#### TASK INSTRUCTIONS:
Each line in the data holding "kernels" should be listed.

#### EXERCISE INPUT:
PR #30, opened 2021-03-24
Fix typos in guide

Jibbow:
Me again, haha :)

When reading the guide I noticed some typos. This PR fixes them.

Let's see if the new GitHub Actions stuff works as expected ;)

### DIFF
--- a/guide/book.toml
+++ b/guide/book.toml
@@ -3,4 +3,4 @@ authors = ["Jorge C. Leitao"]
 language = "en"
 multilingual = false
 src = "src"
-title = "arrow 2 documentation"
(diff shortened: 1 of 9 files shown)


Jibbow:
Also, if you want, I could put some more work into the guide. Like, not a full rewrite, but just some improvements here and there.
The crate itself looks so great, but it feels like the guide falls a bit behind.

jorgecarleitao:
Thanks @Jibbow ! Sure, fire it away. :) The JSON read and write may still receive a re-design; other parts are stabler at this point and thus benefit from better documentation for sure and the guide is a great place to put it.

PR #32, opened 2021-04-03
Primitive arithmetic macro

elferherrera:
Definition of macro for primitive arithmetic matching. The macro is used to downcast `lhs` and `rhs` arrays to a primitive array type and executed the primitive arithmetic function with the results.

### DIFF
--- a/src/error.rs
+++ b/src/error.rs
@@ -20,8 +20,6 @@ pub enum ArrowError {
     /// Error during import or export to/from a format
     ExternalFormat(String),
     DictionaryKeyOverflowError,
-    /// Error produced when unable to downcast an array
-    DowncastError(String),
     Other(String),
 }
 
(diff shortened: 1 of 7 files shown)


src/error.rs
```diff
@@ -20,6 +20,8 @@ pub enum ArrowError {
     /// Error during import or export to/from a format
     ExternalFormat(String),
     DictionaryKeyOverflowError,
+    /// Error produced when unable to downcast an array
+    DowncastError(String),
```
jorgecarleitao, line 24: Note that a downcast error never happens by design: we validate that an array has the right `DataType` on all constructors, so the error will appear before (when the user tries to initialize an array with a DataType that is invalid). This is different from `arrow`, where no such validation is currently made.

My suggestion is that we keep these as panics, as they represent a development error on our side. there is also nothing that the users of this library can do much about...

jorgecarleitao (commented):
Great stuff. Lots of less code! Thanks a lot! :)

Let a comment that IMO we should address. Other than that, ready to :shipit: :)

src/error.rs
elferherrera: I see. It makes sense. Let me change them to panics. Do you think we should keep the DowncastError in the Enum or it should be removed as well?

jorgecarleitao: Let's remove them: this way it is clear to end users that that is not an error that we emit.

PR #33, opened 2021-04-04
Add support to read from parquet

### LINKED ISSUE #21: Add support to read from Parquet
* Create new module `io/parquet`
* add dependency on the `parquet` crate without `arrow` feature
* add conditional feature `parquet` and feature-gate `io/parquet` with it
* re-write the `arrow/` section of parquet's crate for this API

This is a large task ^_^

Note that parquet's crate has non-trivial and potentially unsound signatures of the physical types. E.g. `INT96` is represented as `Option<[u32; 3]>` which has 16, not 12 bytes. We should spend some time investigating if a re-write of that is needed to e.g. pass MIRI checks and be generally safe and sound.

jorgecarleitao:
This PR adds initial support to read from parquet.

This (and the whole [parquet2](https://github.com/jorgecarleitao/parquet2)) does not use `unsafe` and is ~10-20x faster than the official `parquet` crate. It also scales better with increasing size.

It supports all physical types but a very limited number of logical types. V2 pages are also not yet supported. It does support the two most common encodings (dict and RLE-bitpacking hybrid).

This PR also:

* adds Python code to generate parquet files from pyarrow, for the purposes of integration testing and benchmarking.
* adds interoperability tests against `pyarrow==3` for `i64`, `f64`, `bool` and `utf8`.
* adds a bench to read from parquet
* adds Python to benchmark reading a parquet from pyarrow
* (`parquet2`, really) opens the possibility to deserialize parquet files in parallel, as it decouples the reading of parquet pages (IO-intensive) from deserialization (CPU-intensive).

Some benchmarks (reading 10^4 and 10^5 with null density ~40%) generated by pyarrow:

parquet+arrow (master):
```
read u64 10000          time:   [217.26 us 217.41 us 217.58 us]
read u64 100000         time:   [1.6632 ms 1.6761 ms 1.6876 ms]
read utf8 10000         time:   [611.50 us 611.92 us 612.34 us]
read utf8 100000        time:   [5.7691 ms 5.7763 ms 5.7836 ms]
```

This PR:
```
read u64 10000          time:   [81.456 us 81.552 us 81.650 us]
read u64 100000         time:   [138.43 us 138.54 us 138.64 us]
read utf8 10000         time:   [89.185 us 89.281 us 89.380 us]
read utf8 100000        time:   [274.32 us 274.49 us 274.68 us]
```

Using a brute `timeit` on pyarrow yields 

```
read u64 100000     time: 1.540 ms
read utf8 100000    time: 3.532 ms
```

This is not 100% fair as `parquet` also reads the arrow schema and pyarrow has some python overhead, but IMO those do not explain the significant difference.

This purposely does not read row groups to `RecordBatch`es, as that operation can be trivially parallelizable across columns and should thus be handled downstream (DataFusion, Polars, etc.), according to their respective execution model (async, custom scheduler, rayon, etc.).

Closes #21

### DIFF
--- a/.github/workflows/test.yml
+++ b/.github/workflows/test.yml
@@ -66,6 +66,13 @@ jobs:
           rustup toolchain install stable
           rustup default stable
           rustup component add rustfmt
+      - name: Setup parquet files
+        run: | 
+          apt update && apt install python3-pip python3-venv -y -q
+          python3 -m venv venv
+          venv/bin/pip install pip --upgrade
+          venv/bin/pip install pyarrow==3
+          venv/bin/python parquet_integration/write_parquet.py
       - name: Run
         run: |
           export CARGO_HOME="/github/home/.cargo"
@@ -91,7 +98,8 @@ jobs:
           rustup component add rustfmt
       - name: Run
         shell: bash
-        run: cargo test
+        # no need to run the whole thing. Rust guarantees interoperability
+        run: ARROW2_IGNORE_PARQUET= cargo test --lib
 
   clippy:
     name: Clippy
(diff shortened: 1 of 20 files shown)


jorgecarleitao:
fyi @nevi-me @Dandandan @alamb @andygrove, as this has been a long standing issue in DataFusion.

Dandandan:
Thanks @jorgecarleitao awesome results 😎

How do you think this work could be integrated into DataFusion? Any part that could be reused 1:1 in the parquet crate?

alamb:
> Thanks @jorgecarleitao awesome results 😎

I agree -- nice work @jorgecarleitao  

I would love to see some of this coolness making it back into `parquet` or DataFusion

PR #37, opened 2021-04-10
Adding and subtracting duration to timestamp

### LINKED ISSUE #26: Add support for arithmetics between naive timestamps and durations

elferherrera:
This PR defines functions to add and subtract a duration to a timestamp. The duration is always scaled up/down to have the same time scale as the timestamp.

Closes #26

### DIFF
--- a/src/compute/arithmetics/timestamp.rs
+++ b/src/compute/arithmetics/timestamp.rs
@@ -32,7 +32,7 @@ use crate::{
 };
 
 /// Calculates the scale factor between two TimeUnits. The function returns the
-/// number that should multiply the TimeUnit "b" to have at the same scale as
+/// scale that should multiply the TimeUnit "b" to have the same time scale as
 /// the TimeUnit "a".
 fn timeunit_scale(a: &TimeUnit, b: &TimeUnit) -> f64 {
     match (a, b) {
--- a/src/compute/arithmetics/timestamp.rs
+++ b/src/compute/arithmetics/timestamp.rs
@@ -1,0 +1,351 @@
+// Licensed to the Apache Software Foundation (ASF) under one
+// or more contributor license agreements.  See the NOTICE file
+// distributed with this work for additional information
+// regarding copyright ownership.  The ASF licenses this file
+// to you under the Apache License, Version 2.0 (the
+// "License"); you may not use this file except in compliance
+// with the License.  You may obtain a copy of the License at
+//
+//   http://www.apache.org/licenses/LICENSE-2.0
+//
+// Unless required by applicable law or agreed to in writing,
+// software distributed under the License is distributed on an
+// "AS IS" BASIS, WITHOUT WARRANTIES OR CONDITIONS OF ANY
+// KIND, either express or implied.  See the License for the
+// specific language governing permissions and limitations
+// under the License.
+
+//! Defines the arithmetic kernels for Timestamp and Duration.
+//! For the purposes of Arrow Implementations, adding this value to a Timestamp
+//! ("t1") naively (i.e. simply summing the two number) is acceptable even
+//! though in some cases the resulting Timestamp (t2) would not account for
+//! leap-seconds during the elapsed time between "t1" and "t2".  Similarly,
+//! representing the difference between two Unix timestamp is acceptable, but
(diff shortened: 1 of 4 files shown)


src/compute/arithmetics/timestamp.rs
```diff
@@ -0,0 +1,351 @@
...
+    array::{Array, PrimitiveArray},
+    compute::arity::unchecked_binary,
+    datatypes::{DataType, TimeUnit},
+    error::{ArrowError, Result},
+};
+
+/// Calculates the scale factor between two TimeUnits. The function returns the
+/// scale that should multiply the TimeUnit "b" to have the same time scale as
+/// the TimeUnit "a".
+fn timeunit_scale(a: &TimeUnit, b: &TimeUnit) -> f64 {
```
jorgecarleitao, line 37: What do you think about moving this to the `temporal_conversions` module? Seems related.

src/compute/arithmetics/timestamp.rs
```diff
@@ -0,0 +1,351 @@
+// Licensed to the Apache Software Foundation (ASF) under one
```
jorgecarleitao, line 1: Could we remove this header? This is by default Apache 2.0 as per README; Let's make it ASF if/when this gets donated.

jorgecarleitao (commented):
Great work, really simple and easy to follow. Great coverage also :D

I left some comments.

src/compute/arity.rs
```diff
@@ -117,3 +117,41 @@ where
         validity,
     ))
 }
+
+// The types of the arrays are not checked with this operation. The closure
+// "op" needs to handle the different types in the arrays. The datatype for the
+// resulting array has to be selected by the implementer of the function as
+// an argument for the function.
+#[inline]
+pub fn unchecked_binary<T, F>(
```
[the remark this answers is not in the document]
elferherrera: Yeap... it makes more sense to remove the check from binary. I wasn't sure if you weren't using the check for binary in one test. Btw, should the datatype be inferred by the first array or be given as an argument?

elferherrera:
@jorgecarleitao I changed the binary function to avoid arrays checks. If you agree with this changes, do you mind merging this to main so I can merge these changes into Decimal PR?

src/compute/arithmetics/timestamp.rs
```diff
@@ -0,0 +1,403 @@
...
+/// subtracting seconds with seconds, or milliseconds with milliseconds.
+pub fn timestamp_diff(
+    lhs: &PrimitiveArray<i64>,
+    rhs: &PrimitiveArray<i64>,
+) -> Result<PrimitiveArray<i64>> {
+    // Matching on both data types from both arrays.
+    // Both timestamps have a Timeunit enum in its data type.
+    // This enum is used to adjust the scale between the timestamps.
+    match (lhs.data_type(), rhs.data_type()) {
+        (DataType::Timestamp(timeunit_a, _), DataType::Timestamp(timeunit_b, _)) => {
```
jorgecarleitao, line 79: I am not sure, I think that this is only valid for naive (i.e. `None`) timezones. For time-aware, I think that we need to take into account the summer times and all that complexity here.

elferherrera: mmm... that's right. I think it will need to use crono to consider the timezones. To make this difference time-aware we would have to create a larger PR. 

I created this function thinking it may be useful to have it, but if you think we should wait until we have better management of timezones, I can remove it.

jorgecarleitao: (I like it, I would just use `None` there for now, and handle the timezone problems in another PR)

elferherrera: Cool. I left only the case when both timezones are `None` and that is tested as well. This could be the template function to work with more complex timezones.

src/compute/arity.rs
```diff
@@ -88,7 +92,7 @@ where
 {
     if lhs.data_type() != rhs.data_type() {
```
jorgecarleitao, line 93: should we be consistent here and also not check this one?

elferherrera: I was going to change that one with the Decimals PR, but now it can be done before merging this branch to Decimals

PR #39, opened 2021-04-19
Basic arithmetics kernels

elferherrera:
This PR defines functions for basic arithmetics on PrimitiveArrays. It includes Saturating, Overflowing and Checked functions for the add, sub, mul and div operations. It also includes documentation and examples on these operations. 

Extra documentation was added to the compute and arithmetics modules. These comments adds description for the design principles followed when designing the arithmetics kernels. 

Documentation examples were added to the time and decimal modules to be consistent with the basic module

### DIFF
--- a/src/compute/mod.rs
+++ b/src/compute/mod.rs
@@ -15,6 +15,55 @@
 // specific language governing permissions and limitations
 // under the License.
 
+//! Kernel operations for arrow arrays
+
+//! # Compute module
+//!
+//! The compute module is composed by independent operations common in
+//! analytics
+//!
+//! ## Design principles
+//!
+//! Below are the design principles followed to define the compute kernels:
+//!
+//! * APIs MUST return an error when either:
+//!     * The arguments are incorrect
+//!     * The execution results in a predictable error (e.g. divide by zero)
+//!
+//! * APIs MAY error when an operation overflows (e.g. `i32 + i32`)
+//!
+//! * kernels MUST NOT have side-effects
+//!
+//! * kernels MUST NOT take ownership of any of its arguments (i.e. everything
+//!   must be a reference).
+//!
+//! * APIs SHOULD error when an operation on variable sized containers can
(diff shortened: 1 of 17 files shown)


src/compute/mod.rs
```diff
@@ -15,6 +15,55 @@
...
+//! # Compute module
+//!
+//! The compute module is composed by independent operations common in
+//! analytics
+//!
+//! ## Design principles
+//!
+//! Below are the design principles followed to define the compute kernels:
+//!
+//! * APIs MUST return an error when either:
```
jorgecarleitao, line 29: I think that this is repeated with the README.md, right? IMO we should either place it in the readme or here, but not in both, as they will drift apart when someone will inevitable forgets to change one and not the other.

I am not sure these are useful to end users, as they refer to design principles using when writing new kernels, not so much when using them (which IMO the example and docs specific of the kernel are more useful).

jorgecarleitao (approved):
🤯🤯🤯🤯🤯 Really impressive, @elferherrera . This is ready to go. I have a minor comment, but the implementation is really great, and well tested

src/compute/mod.rs
elferherrera: I know what you mean. I was looking for a way to read MD files when doing cargo doc. I haven't invested much time in doing so. 

For me it makes sense to add this to the `crates.io` documentation. I think the richer that documentation the better and easier to find. When we put it in the README might be a bit harder for people looking into the documentation. Again, Im thinking as if this repo is already in `crates.io`. But I leave it to you, I can later find a way to add the README file via cargo docs

jorgecarleitao: I see your point; I agree that the documentation benefits from some of this information, but IMO needs some curation that is beyond this PR. I suggest we focus this PR on the arithmetics and address this on a separate issue.

elferherrera: No problem. Let me remove that section from the code.

PR #42, opened 2021-04-21
Auto-vectorized sum (17x)

jorgecarleitao:
This adds support for SIMD for `NativeType` and demonstrates its usefulness in vectorizing the non-null sum of a primitive array (N=65536):

Before:
```
add f32                 time:   [103.06 us 103.67 us 104.26 us]
```

After:
```
add f32                 time:   [6.1983 us 6.2450 us 6.2885 us]
                        change: [-94.038% -93.994% -93.951%] (p = 0.00 < 0.05)
```

`arrow` with SIMD (nightly):

```
sum 65536               time:   [10.691 us 10.809 us 10.936 us]
```


jorgecarleitao:
@Dandandan @elferherrera , it seems that we can achieve a lot in stable Rust, by just helping a bit the compiler.

elferherrera:
@jorgecarleitao that looks really good.

I was looking at that in the `from_trusted_len_iter` function that we use in the arithmetics function. I was wondering how to create an array from the iterator and implement the TryInto trait.

jorgecarleitao:
I tried this in the arithmetics, but I got worse (+155%) performance. My hypothesis is that we are already auto-vectorizing the arithmetics (it is faster than `arrow` SIMD atm).

Dandandan:
Really cool! I saw earlier there are also a few crates doing something like this. Would be nice to see what it can do together with `multiversion` (to utilize sse4/abc instructions)!

elferherrera:
@jorgecarleitao so, this vectorisation is useful when doing it with operations that only take one vector. 

How did you implement this on the arithmetics module? did you create another function or did you use the `from_trusted_iter` function?

Dandandan:
@jorgecarleitao 

With `multiversion` I'm getting a further 40% speed up compared to this branch


```
Benchmarking add f32: Collecting 100 samples in estimated 5.0363 s (162k iterati                                                                                add f32                 time:   [31.142 us 31.178 us 31.217 us]
                        change: [-38.585% -38.006% -37.435%] (p = 0.00 < 0.05)
                        Performance has improved.
```

Diff:


```
diff --git a/Cargo.toml b/Cargo.toml
index fd8592e..5af9e1d 100644
--- a/Cargo.toml
+++ b/Cargo.toml
@@ -40,6 +40,8 @@ itertools = { version = "^0.10", optional = true }
 
 base64 = { version = "0.13.0", optional = true }
 
+multiversion = "0.6.1"
+
 [dependencies.parquet2]
 git = "https://github.com/jorgecarleitao/parquet2"
 rev = "fb65dcaf7d02c7e0bcf8ec0aa85d3fe0cb0630c6"

diff --git a/src/compute/aggregate/mod.rs b/src/compute/aggregate/mod.rs
index e35f191..a00a2d1 100644
--- a/src/compute/aggregate/mod.rs
+++ b/src/compute/aggregate/mod.rs
@@ -21,6 +21,7 @@ use std::{iter::Sum, ops::AddAssign};
 
 use crate::array::{ord::total_cmp, Array, BooleanArray, Offset, PrimitiveArray, Utf8Array};
 use crate::types::NativeType;
+use multiversion::multiversion;
 
 /// Helper macro to perform min/max of strings
 fn min_max_string<O: Offset, F: Fn(&str, &str) -> bool>(
@@ -176,7 +177,8 @@ pub fn max_boolean(array: &BooleanArray) -> Option<bool> {
         .flatten()
         .or(Some(false))
 }
-
+#[multiversion]
+#[clone(target = "x86_64+avx+avx2")]
 fn nonnull_sum<T: NativeType + AddAssign + Sum>(values: &[T]) -> T {
     let chunks = values.chunks_exact(T::LANES);
     let remainder = chunks.remainder();
```

jorgecarleitao:
@elferherrera , I think that this is related to the [horizonallity of the operation](https://rust-lang.github.io/packed_simd/perf-guide/vert-hor-ops.html), which is often more difficult for the compiler to SIMD it.

jorgecarleitao:
@Dandandan amazing :D we just shaved about 2x vs arrow SIMD, in stable Rust :)

PR #43, opened 2021-04-21
Corrected write parquet benchmark

elferherrera:
There was a missing argument in the write_parquet bench


jorgecarleitao:
Thanks a lot, @elferherrera !

PR #670, opened 2021-12-09
Improved performance of reading utf8 required from parquet (-15%)

### LINKED ISSUE #666: reading of parquet binary type, is very slow:
I find [ https://github.com/jorgecarleitao/arrow2/blob/main/src/io/parquet/read/binary/mod.rs#L34]
capacity cannot be pre allocated here，Cause ‘extend_from_Slice’ is very slow。
image

jorgecarleitao:
Closes  #666

Two optimizations:
* pre-allocate
* inline reading u32 in little endian (parquet2's `get_length` is not inlined and causes some perf problems)

```
read required utf8 2^20 time:   [8.0038 ms 8.0496 ms 8.0977 ms]                                    
                        change: [-17.183% -16.507% -15.848%] (p = 0.00 < 0.05)
```

Thanks @ldn9638 for the idea!

### DIFF
--- a/benches/read_parquet.rs
+++ b/benches/read_parquet.rs
@@ -6,16 +6,23 @@ use criterion::{criterion_group, criterion_main, Criterion};
 use arrow2::error::Result;
 use arrow2::io::parquet::read;
 
-fn to_buffer(size: usize, dict: bool, multi_page: bool, compressed: bool) -> Vec<u8> {
+fn to_buffer(
+    size: usize,
+    nullable: bool,
+    dict: bool,
+    multi_page: bool,
+    compressed: bool,
+) -> Vec<u8> {
     let dir = env!("CARGO_MANIFEST_DIR");
 
     let dict = if dict { "dict/" } else { "" };
     let multi_page = if multi_page { "multi/" } else { "" };
     let compressed = if compressed { "snappy/" } else { "" };
+    let nullable = if nullable { "" } else { "_required" };
 
     let path = PathBuf::from(dir).join(format!(
-        "fixtures/pyarrow3/v1/{}{}{}benches_{}.parquet",
-        dict, multi_page, compressed, size
+        "fixtures/pyarrow3/v1/{}{}{}benches{}_{}.parquet",
+        dict, multi_page, compressed, nullable, size
     ));
 
     let metadata = fs::metadata(&path).expect("unable to read metadata");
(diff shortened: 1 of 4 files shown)


ldn9638:
Very cool !
But I still have a idea,For variable-length binary types. The current memory structure is 
`{size,data|size,data|size,data|size,data|.......}`
if modified to 
`{size_buf_size|size,size,size|data,data,data}.`

Will it be more efficient when reading? It can avoid `extend_from_slice` in BinaryIter

ldn9638:
The main reason is that if the row_group contains a lot of data_pages, it will continue to be very slow when the `page_stream_to_array` constructs   array.

jorgecarleitao:
The `[size][values]...[size][values]` comes from the PLAIN encoding from parquet. If the page is `DELTA_LENGTH_BYTE_ARRAY`, it will have the format that you mention (see also [ARROW-13388](https://issues.apache.org/jira/browse/ARROW-13388))

In general a column chunk should have a small number of pages (usually 2-3 for a dict-encoded and 1 for a non-dict encoded. More pages means more fragmentation and thus less compression. Since many parquet writers do not write or support filter pushdown at the page level, more fragmentation does not help in skipping pages.

> it will continue to be very slow when the page_stream_to_array constructs array.

I _think_ that this is the fastest possible under the constraints of the parquet format, since we can't tell the total size of a data page prior to reading its header (but I would love to be proven wrong and learn something new ^_^)

ldn9638:
Thank you for your reply.
Can I use `metadata. uncompressed_ size() - metadata. num_values() * 4` is the initialization capacity of the values container?

jorgecarleitao:
> Can I use `metadata. uncompressed_ size() - metadata. num_values() * 4` is the initialization capacity of the values container?

I think that the following holds:

```metadata.uncompressed_size() = sum_{pages} page.header + page.buffer```

pages may contain a dictionary page (we only know once we read the page), and individual pages may be encoded differently (e.g. mixing `PLAIN` with `DELTA_LENGTH_BYTE_ARRAY`) -- `metadata.uncompressed_size` will vary accordingly. So, it is a bit difficult to make a general statement for optimizations.

I think that the `DELTA_LENGTH_BYTE_ARRAY` encoding is the solution for this; it has a better compression ratio and is faster to read and write to and from arrow.

for reference, I took the equation above by looking at the writer, [here](https://github.com/jorgecarleitao/parquet2/blob/main/src/write/column_chunk.rs#L107) and [here](https://github.com/jorgecarleitao/parquet2/blob/main/src/write/column_chunk.rs#L176).

ldn9638:
Thanks for your reply. I'll study again

PR #675, opened 2021-12-11
Made IPC ZSTD-compressed consumable by pyarrow

jorgecarleitao:
I do not understand why the level must be zstd's default to work, but it works. This is either a bug on zstd's crate or on pyarrow's ZSTD's compressor :/


ritchie46:
That magic number goes somewhere in metadata I assume? Now we aligned with pyarrows 'level'?

jorgecarleitao:
Yes, the thing is that the "level" is just a number that tradeoffs performance for compression, so the fact that only one level works is a bit worrisome imo - the ability to read and write ZSTD-compressed data should be independent of the level. This PR just matches the level, but why other numbers do not work is unclear to me.

ritchie46:
Hmm.. a bit hard to test whats at fault here. As there are not many ipc implementations. xD

jorgecarleitao:
exactly! xD The evidence (prior to this PR) is:

* pyarrow reads what pyarrow writes
* pyarrow does not read what arrow2 writes
* arrow2 reads what pyarrow writes
* arrow2 reads what arrow2 writes

PR #690, opened 2021-12-17
Added support to write to Avro

jorgecarleitao:
This PR adds minimal support to write to [Apache Avro](https://en.wikipedia.org/wiki/Apache_Avro).

Things not yet supported: 
* many types
* compression


jorgecarleitao:
If anyone would like to chip in, there are 4 pieces missing:

1. write converter of an Arrow schema to an Avro schema (inverse of `convert_schema`)
2. write compressor (inverse of `Decompressor`) that optionally re-uses buffers
3. write serializer (inverse of the `deserialize`)
4. write the inverse of `BlockStreamIterator` (so, something that writes blocks of data to a `Write` object according to Avro's layout)

they can be written fairly indepedendently and are essentially the "inverse" operation of the read counter-parts

PR #692, opened 2021-12-19
Migrated from `avro-rs` to `avro-schema`

jorgecarleitao:
This PR replaces `avro-rs` by `avro-schema` (authored by me).

# Background

While working on reading from Avro some months ago, and now on #690, I noticed 4 issues with `avro-rs`, some of which are blocking:

1. I was unable to create a `Schema::Union` since both its properties and the constructor are private :/
2. I identified a bug which was causing `avro-rs` to write schemas incorrectly
3. `avro-rs` drags dependencies and code to deserialize from Avro, but we do not use it since we implement deserializers directly to arrow
4. `avro-rs` is unmaintained ([its new home](https://github.com/apache/avro/tree/master/lang/rust) seems so as well), and some of my PRs there are not being merged or dragged upstream

# This PR

Given the above, I wrote a new crate, `avro-schema`, containing the declaration of the Avro schema (as per spec) in Rust. This hopefully offers more flexibility and unblocks #690

The other added bonus are:
1. The create only depends on `serde` and `serde_json`
2. The crate is quite small (<800 LOC) and `#![forbid(unsafe_code)]`
3. addresses all the issues mentioned above

### DIFF
--- a/tests/it/io/avro/read.rs
+++ b/tests/it/io/avro/read.rs
@@ -9,7 +9,6 @@ use arrow2::datatypes::*;
 use arrow2::error::Result;
 use arrow2::io::avro::read;
 use arrow2::record_batch::RecordBatch;
-use arrow2::types::months_days_ns;
 
 fn schema() -> (AvroSchema, Schema) {
     let raw_schema = r#"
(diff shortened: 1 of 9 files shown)


tests/it/io/avro/read.rs
```diff
@@ -41,13 +40,6 @@ fn schema() -> (AvroSchema, Schema) {
                 "type": "enum",
                 "name": "",
                 "symbols" : ["SPADES", "HEARTS", "DIAMONDS", "CLUBS"]
-            }},
-            {"name": "duration",
-             "logicalType": "duration",
```
jorgecarleitao, line 46: this is deleted because this is an invalid schema (which `avro-rs` consumes and incorrectly writes an avro file with).

PR #693, opened 2021-12-20
Replaced `MutableBuffer` by `std::Vec`

jorgecarleitao:
This PR replaces

* `cache_aligned` cargo feature
* the custom implementation of `Vec` under the feature gate
* the custom allocator
* `MutableBuffer`

by Rust's `std::vec::Vec`.

We still need `Bytes` for the ffi, but this significantly simplifies the APIs for Rust users.

To migrate:

1. replace `Buffer::from(slice)` by `Buffer::from_slice(slice)` (`from` is now from `Vec`)
2. replace `.from_trusted_len_iter` and the like by `.extend` (since the std lib supports specialization and will pick the trusted len implementation by default)
3. replace `MutableBuffer` by `Vec`
4. replace `a.extend_constant(additional, value)` by `a.resize(a.len() + additional, value)`


ritchie46:
This is awesome! <3

jorgecarleitao:
@sundy-li , would this be ok for you?

sundy-li:
That's ok since they have similar pub methods.

jorgecarleitao:
`MutableBuffer` was needed due to the custom allocator aligned to cache lines, under the feature flag `cache_aligned`. This PR proposes removing the custom allocator (and consequently the `MutableBuffer`). I never saw any difference between them, and using `Vec` is safer and much lower maintenance (imo).

PR #694, opened 2021-12-20
Replaced `Display` by `Debug` for `Array`

jorgecarleitao:
Currently representing arrays in `Debug` is a bit verbose. This was useful to iterate over the struct definitions, but as the API stabilizes, we can move to less verbose representations.

This PR goes in this direction by removing the `impl Display` of the Array and by making the `Debug` one equal to the current `Display` one. This allows users to impl `Debug` on structs that contain arrays and have an easier to read string representation.

This follows the same design used by `std::Vec`, which does not present the struct details to the users.

This also removes the `Display` implementation to the datatypes, since it was equal to `Debug` (and there is no natural Display for them in Arrow).

### DIFF
--- a/examples/csv_read_async.rs
+++ b/examples/csv_read_async.rs
@@ -29,6 +29,6 @@ async fn main() -> Result<()> {
         0,
         deserialize_column,
     )?;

#### SOLVED PROBLEM:
+//! Defines the arithmetic kernels for Timestamp and Duration.
Basic arithmetics kernels
Extra documentation was added to the compute and arithmetics modules. These comments adds description for the design principles followed when designing the arithmetics kernels. 
+//! Below are the design principles followed to define the compute kernels:
+//! * kernels MUST NOT have side-effects
+//! * kernels MUST NOT take ownership of any of its arguments (i.e. everything
+//! Below are the design principles followed to define the compute kernels:
I am not sure these are useful to end users, as they refer to design principles using when writing new kernels, not so much when using them (which IMO the example and docs specific of the kernel are more useful).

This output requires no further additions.